From the entries that follow, copy each line in which "upgrade" appears.

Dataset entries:
----------------

PR #553, opened 2019-09-27
Add support for Vault 1.2+ token fields to LDAP auth

kalafut:


vault/resource_ldap_auth_backend.go
```diff
@@ -283,6 +288,10 @@ func ldapAuthBackendRead(d *schema.ResourceData, meta interface{}) error {
 		return nil
 	}
 
+	if err := readTokenFields(d, resp); err != nil {
```
catsby: What is the upgrade story like here? IF a user upgrades versions is there a moderate chance they'll see diffs in the next `terraform plan` due to new information?

kalafut: I just tested the upgrade and it's clean (no diffs). In this case they're all new fields so there isn't even any deprecation to worry about.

----------------

_Answer to this exercise_.
catsby: What is the upgrade story like here? IF a user upgrades versions is there a moderate chance they'll see diffs in the next `terraform plan` due to new information?
kalafut: I just tested the upgrade and it's clean (no diffs). In this case they're all new fields so there isn't even any deprecation to worry about.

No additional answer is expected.